EXERCISE = Look for "executeStatement" in the records and copy every line that has it.

Saved data entries =
══════
PR #1446, opened 2022-07-12
SnapshotManager: use QueryBuilder

Hanmac:
## Subject

I am targeting this branch, because it should be BC.

Still Draft, i need to update the other queries, and i need to write a functional testcase using KernelTestCase and a Test Database

## Changelog

```markdown
### Changed
- Updated SnapshotManger to use QueryBuilder instead of native SQL
```


src/Entity/SnapshotManager.php
```diff
@@ -99,16 +100,17 @@ public function enableSnapshots(array $snapshots, ?\DateTime $date = null)
...
-        );
 
-        $this->getConnection()->query($sql);
+        $qb = $this->getRepository()->createQueryBuilder('s');
+        $q = $qb->update()
+            ->set('s.publicationDateEnd', ':date_end')
+            ->where($qb->expr()->notIn('s.id', $snapshotIds))
+            ->andWhere($qb->expr()->in('s.page_id', $pageIds))
+            ->andWhere($qb->expr()->isNull('s.publicationDateEnd'))
+            ->setParameter('date_end', $date, Types::DATETIME_MUTABLE)
```
eerison: why this type `Types::DATETIME_MUTABLE`?

Hanmac: in my attempt to do it with Mock tests, it was failing because this:
> Binding entities to query parameters only allowed for entities that have an identifier.
Class "DateTime" does not have an identifier.

thats why i said i need another tests where i can do functional tests

Hanmac: seems it worked without, the mocking was incomplete

Hanmac: Also that why:
>  QueryBuilderSetParameter: To improve performance set explicit type for objects

https://github.com/doctrine/orm/issues/8113
https://github.com/psalm/psalm-plugin-symfony/issues/158

Hanmac:
first query is done, one more to go

Hanmac:
it seems it doesn't crash on newer doctrine orm, i need to debug that more

VincentLanglet:
> it seems it doesn't crash on newer doctrine orm, i need to debug that more

You're allowed to bump the doctrine orm version if needed

src/Entity/SnapshotManager.php
```diff
@@ -244,7 +244,7 @@ public function cleanup(PageInterface $page, $keep)
 
         // Subquery DQL doesn't support Limit
         $innerQb
-            ->select('i.id')
+            ->select('DISTINCT i.id')
```
eerison: I guess distinct just work for MySQL

eerison: Try to use group by

src/Entity/SnapshotManager.php
```diff
@@ -231,60 +233,40 @@ public function cleanup(PageInterface $page, $keep)
...
+
+        // try a better Function expression for this?
+        $ifNullExpr = sprintf(
+            'CASE WHEN %s THEN 1 ELSE 0 END',
+            $expr->isNull('i.publicationDateEnd')
+        );
+
+        // Subquery DQL doesn't support Limit
+        $innerQb
+            ->select('DISTINCT i.id')
```
eerison: Distinct is a MySQL function, I guess you can have the same result using group by

src/Entity/SnapshotManager.php
Hanmac: DISTINCT wasn't needed it seems

VincentLanglet (dismissed):

src/Entity/SnapshotManager.php
```diff
@@ -231,60 +233,40 @@ public function cleanup(PageInterface $page, $keep)
...
+        // Subquery DQL doesn't support Limit
+        $innerQb
+            ->select('i.id')
+            ->where($expr->eq('i.page', $page->getId()))
+            ->orderBy($ifNullExpr, Criteria::DESC)
+            ->addOrderBy('i.publicationDateEnd', Criteria::DESC)
+            ->setMaxResults($keep);
+
+        $query = $innerQb->getQuery();
+        if (method_exists($query, 'getSingleColumnResult')) {
```
eerison: Hey @Hanmac why do you need this?

isn't it possible to get the results using fecthAll(FETCH_ARRAY) or something like this?

Hanmac: getSingleColumnResult is doctrine orm 2.10 or newer

VincentLanglet: It was introduced in 2.10.x. 

@jordisala1991 WDYT ? Should we add a stricter conflict about the version ? 
Or always using the else branch to avoid extra if/else ?

Hanmac: i tried to raise the dependencies as low as possible, but i will follow your decisions

src/Entity/SnapshotManager.php
```diff
@@ -231,60 +233,40 @@ public function cleanup(PageInterface $page, $keep)
...
-                $tableName,
-                $page->getId(),
-                $keep
+        $qb = $this->getRepository()->createQueryBuilder('s');
+        $expr = $qb->expr();
+        $qb->delete()
+            ->where($expr->eq('s.page', $page->getId()))
+            ->andWhere($expr->notIn(
+                's.id',
+                $innerArray
```
eerison, line 262: Have you tried to use `$innerQb->getQuery()` here?

src/Entity/SnapshotManager.php
Hanmac: same with this one:

```
        // for older doctrine dbal
        if (method_exists(Connection::class, 'executeStatement')) {
            $method = 'executeStatement';
        } else {
            $method = 'executeUpdate';
        }
```

src/Entity/SnapshotManager.php
Hanmac: yes i tried
> // Subquery DQL doesn't support Limit

Hanmac: but i might try again inserting the final sql of the subquery as literal

src/Entity/SnapshotManager.php
eerison: ~~why don't you add the minimal doctrine version: `^2.10`? here: https://github.com/sonata-project/SonataPageBundle/pull/1446/files#diff-d2ab9925cad7eac58e0ff4cc0d251a937ecf49e4b6bf57f8b95aab76648a9d34R26~~

Edit 1: sorry I misunderstood the dependencies 😄!

well if we will strict in version less then `2.8` , I guess we can put `2.10` because the difference of installations is not too much.

Screenshot 2022-07-18 at 10 12 59

VincentLanglet: I think bumping the minimum minor version is totally fine

Hanmac: doctrine bundle != doctrine orm != doctrine dbal version

i need to see which one i need to raise more

src/Entity/SnapshotManager.php
eerison: But it's fine insert the literal SQL, because it'll be generated by `doctrine`, the problem to use the sql manually is different sql syntax for different DB, and we need to add some `if/else` like before for `mysql` and `oracle`.

But in this case Doctrine will care about this and generate the correct sql, I guess it's better then go in the database twice!

Hanmac: like i said before, i was using DQL and doctrine was okay with it, but that was ignoring Limit

i will try again with SQL, but i need to mark it so Doctrine isn't trying to parse it again

src/Entity/SnapshotManager.php
eerison: and in theory it should be fine, it's just a minor version without BC breaks.

eerison: > doctrine bundle != doctrine orm != doctrine dbal version
> 
> i need to see which one i need to raise more

yep, I misunderstood between `doctrine bundle` and `doctrine orm` 😅

src/Entity/SnapshotManager.php
eerison: But it's not a blocker for you PR @Hanmac, this command will be used rarely then it's fine we go in the database twice!

if you see that you will invest too much energy on that, please just ignore this :)

Hanmac: doctrine doesn't seems to like to insert the generated SQL (with Limit) into the Query Builder for the outer Query.

a suggestion would be to add a DQL Function that gives the SubSelect the Limit back when turning DQL into SQL,
something like that:
https://stackoverflow.com/questions/24068947/subquery-with-limit-in-doctrine/46663949#46663949

eerison: well I guess it's too much to be used only in one command, I guess if we need more subqueries in others places, we could use this approach :)

src/Entity/SnapshotManager.php
Hanmac: i bumped doctrine dependencies

eerison:
for me it's fine :) , good job @Hanmac 👏🏼

eerison:
@Hanmac can you just update your PR's description please! specially the `Changelog`

VincentLanglet (dismissed):

composer.json
```diff
@@ -23,8 +23,7 @@
     "require": {
         "php": "^7.4 || ^8.0",
         "cocur/slugify": "^3.0 || ^4.0",
-        "doctrine/doctrine-bundle": "^1.12.3 || ^2.0",
-        "doctrine/persistence": "^1.3.4 || ^2.0",
```
jordisala1991, line 27: you should not remove this requirement. It is used on the code. Maybe you want to drop lower version?

Here you have the requirements for 4.x branch:

```
        "doctrine/doctrine-bundle": "^2.5",
        "doctrine/persistence": "^2.1",
```

jordisala1991 (dismissed):

tests/Functional/Snapshot/SnapshotManagerTest.php
```diff
@@ -0,0 +1,186 @@
...
+        // asking if entity manager contains entity isn't enough
+        $repo = $this->entityManager->getRepository(SonataPageSnapshot::class);
+        $all = $repo->findAll();
+        static::assertCount(1, $all);
+        static::assertContains($snapshot, $all);
+        static::assertNotContains($snapshot2, $all);
+
+        // TODO the entities are still in the repo by ID
+//        static::assertNotNull($repo->find(123));
+//        static::assertNull($repo->find(789));
```
jordisala1991: How should we handle this?

tests/bootstrap.php
```diff
@@ -31,10 +31,5 @@
 }
 
 if (file_exists($file = __DIR__.'/custom_bootstrap.php')) {
-    /**
-     * @psalm-suppress MissingFile,UnusedPsalmSuppress
-     *
-     * @see https://github.com/vimeo/psalm/issues/3886
-     */
```
jordisala1991: You can't touch this file.

Hanmac: my psalm was telling me "unneeded suppression"

> vendor/bin/psalm --no-progress --show-info=false --stats --output-format=github --shepherd --php-version=8.1
> ::error file=tests/bootstrap.php,line=35,col=24::This suppression is never used (see https://psalm.dev/207)
> ::error file=tests/bootstrap.php,line=35,col=36::This suppression is never used (see https://psalm.dev/207)

tests/Functional/Snapshot/SnapshotManagerTest.php
Hanmac: it is more or less a design from ORM: https://github.com/doctrine/orm/discussions/9908#discussioncomment-3169982

i could extend the test case more to see what happens after clearing the entity manager

tests/bootstrap.php
jordisala1991: But this class is manager by dev-kit, if you remove lines here, dev-kit will add them again. Can you please add them to see if the build fails?

tests/Functional/Snapshot/SnapshotManagerTest.php
jordisala1991: I prefer not to let pending todos. If those 2 lines are not needed, please remove them.

tests/bootstrap.php
Hanmac: still seems to pass, curious, maybe i have the wrong psalm version (i did the recent composer tests with lowest)

tests/Functional/Snapshot/SnapshotManagerTest.php
Hanmac: i added some checks that can be done before and after entity manager clear

the entity classes aren't allowed to be final, for the DoctrineProxy to work

jordisala1991 (approved):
══════
RESULT BELOW =
        if (method_exists(Connection::class, 'executeStatement')) {
            $method = 'executeStatement';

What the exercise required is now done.